Exercise goal
Go through the data below and return each line containing the word "picker".

(Stored data)

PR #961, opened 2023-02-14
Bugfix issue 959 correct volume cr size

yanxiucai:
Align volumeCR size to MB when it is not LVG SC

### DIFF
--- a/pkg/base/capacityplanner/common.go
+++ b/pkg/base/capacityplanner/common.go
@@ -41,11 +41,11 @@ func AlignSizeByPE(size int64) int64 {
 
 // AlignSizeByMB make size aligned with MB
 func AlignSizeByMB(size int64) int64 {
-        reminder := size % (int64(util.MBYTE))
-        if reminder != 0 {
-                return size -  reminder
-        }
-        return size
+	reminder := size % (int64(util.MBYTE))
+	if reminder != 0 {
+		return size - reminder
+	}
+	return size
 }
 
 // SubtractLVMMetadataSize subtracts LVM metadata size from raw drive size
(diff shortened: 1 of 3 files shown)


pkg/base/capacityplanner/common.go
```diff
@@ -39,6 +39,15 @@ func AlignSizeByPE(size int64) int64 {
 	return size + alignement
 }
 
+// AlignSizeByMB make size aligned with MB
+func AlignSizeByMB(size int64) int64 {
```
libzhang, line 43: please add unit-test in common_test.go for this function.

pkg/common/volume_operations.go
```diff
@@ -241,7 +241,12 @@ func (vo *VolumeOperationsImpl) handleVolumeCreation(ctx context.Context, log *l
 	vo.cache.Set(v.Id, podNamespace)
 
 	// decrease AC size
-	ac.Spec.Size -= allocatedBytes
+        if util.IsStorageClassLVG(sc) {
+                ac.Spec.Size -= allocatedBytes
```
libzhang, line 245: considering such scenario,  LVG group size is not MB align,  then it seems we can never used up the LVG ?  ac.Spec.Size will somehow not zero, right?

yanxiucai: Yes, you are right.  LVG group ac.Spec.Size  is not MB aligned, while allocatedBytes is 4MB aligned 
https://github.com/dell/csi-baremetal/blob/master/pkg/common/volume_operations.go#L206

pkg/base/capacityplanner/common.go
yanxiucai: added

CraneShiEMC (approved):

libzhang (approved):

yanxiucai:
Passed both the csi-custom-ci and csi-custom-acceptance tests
--
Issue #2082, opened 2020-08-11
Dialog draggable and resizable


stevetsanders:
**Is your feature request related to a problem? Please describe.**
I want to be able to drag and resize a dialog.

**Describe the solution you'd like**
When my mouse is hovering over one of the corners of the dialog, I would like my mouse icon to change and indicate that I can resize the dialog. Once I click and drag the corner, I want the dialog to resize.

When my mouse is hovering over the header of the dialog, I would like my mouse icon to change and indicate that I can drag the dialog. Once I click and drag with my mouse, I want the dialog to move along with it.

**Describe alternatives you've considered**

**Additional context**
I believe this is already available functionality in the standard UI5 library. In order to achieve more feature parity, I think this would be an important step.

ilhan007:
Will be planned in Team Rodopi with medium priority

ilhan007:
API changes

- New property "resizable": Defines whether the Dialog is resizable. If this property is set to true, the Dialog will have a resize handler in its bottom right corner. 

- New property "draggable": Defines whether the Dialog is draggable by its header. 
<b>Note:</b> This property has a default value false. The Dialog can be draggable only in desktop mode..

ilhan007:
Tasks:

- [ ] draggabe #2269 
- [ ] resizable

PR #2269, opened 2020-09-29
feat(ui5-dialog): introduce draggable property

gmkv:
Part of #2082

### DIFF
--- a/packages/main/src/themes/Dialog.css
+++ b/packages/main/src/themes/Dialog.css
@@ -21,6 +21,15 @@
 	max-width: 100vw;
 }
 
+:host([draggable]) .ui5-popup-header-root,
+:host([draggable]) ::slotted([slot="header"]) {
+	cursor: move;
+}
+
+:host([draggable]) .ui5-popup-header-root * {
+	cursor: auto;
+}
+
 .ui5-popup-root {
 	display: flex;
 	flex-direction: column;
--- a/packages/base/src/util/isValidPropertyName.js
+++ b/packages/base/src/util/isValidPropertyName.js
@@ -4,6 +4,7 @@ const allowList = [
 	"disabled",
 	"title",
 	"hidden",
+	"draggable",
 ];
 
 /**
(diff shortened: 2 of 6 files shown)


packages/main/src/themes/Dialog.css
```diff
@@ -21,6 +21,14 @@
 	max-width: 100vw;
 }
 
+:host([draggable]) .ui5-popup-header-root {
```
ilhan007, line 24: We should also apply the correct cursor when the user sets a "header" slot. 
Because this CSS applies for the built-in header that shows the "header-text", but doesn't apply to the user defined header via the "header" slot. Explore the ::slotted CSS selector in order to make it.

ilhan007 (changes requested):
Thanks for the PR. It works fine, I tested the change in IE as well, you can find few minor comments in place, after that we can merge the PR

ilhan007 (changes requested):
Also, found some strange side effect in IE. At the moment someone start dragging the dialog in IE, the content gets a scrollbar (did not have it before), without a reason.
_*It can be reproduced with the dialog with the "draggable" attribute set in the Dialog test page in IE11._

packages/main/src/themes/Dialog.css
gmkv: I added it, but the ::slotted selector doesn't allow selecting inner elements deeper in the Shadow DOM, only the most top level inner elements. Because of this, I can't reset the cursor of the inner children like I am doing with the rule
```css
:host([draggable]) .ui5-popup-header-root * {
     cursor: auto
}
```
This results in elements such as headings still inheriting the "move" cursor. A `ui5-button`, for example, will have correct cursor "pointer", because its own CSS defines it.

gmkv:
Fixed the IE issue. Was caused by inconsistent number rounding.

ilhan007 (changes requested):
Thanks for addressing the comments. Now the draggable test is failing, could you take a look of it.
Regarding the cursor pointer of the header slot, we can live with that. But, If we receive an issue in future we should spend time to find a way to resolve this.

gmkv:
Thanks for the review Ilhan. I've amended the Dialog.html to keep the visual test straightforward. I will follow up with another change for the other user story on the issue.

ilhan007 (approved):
==
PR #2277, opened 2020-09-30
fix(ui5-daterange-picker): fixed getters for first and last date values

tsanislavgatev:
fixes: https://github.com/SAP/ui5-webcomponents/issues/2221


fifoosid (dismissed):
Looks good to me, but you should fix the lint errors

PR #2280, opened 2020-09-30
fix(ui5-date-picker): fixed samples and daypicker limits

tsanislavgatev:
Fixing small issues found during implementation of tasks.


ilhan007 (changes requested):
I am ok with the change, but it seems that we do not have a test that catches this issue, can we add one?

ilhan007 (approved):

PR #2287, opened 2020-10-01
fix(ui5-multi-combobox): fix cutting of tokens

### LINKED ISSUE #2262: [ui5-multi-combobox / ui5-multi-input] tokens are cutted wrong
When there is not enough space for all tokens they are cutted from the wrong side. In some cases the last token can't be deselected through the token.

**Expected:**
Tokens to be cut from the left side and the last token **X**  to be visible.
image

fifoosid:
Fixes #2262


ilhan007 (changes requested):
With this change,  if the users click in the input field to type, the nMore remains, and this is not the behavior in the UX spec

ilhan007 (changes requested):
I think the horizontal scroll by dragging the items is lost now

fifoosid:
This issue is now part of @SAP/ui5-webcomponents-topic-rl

Result of this exercise
fix(ui5-daterange-picker): fixed getters for first and last date values
fix(ui5-date-picker): fixed samples and daypicker limits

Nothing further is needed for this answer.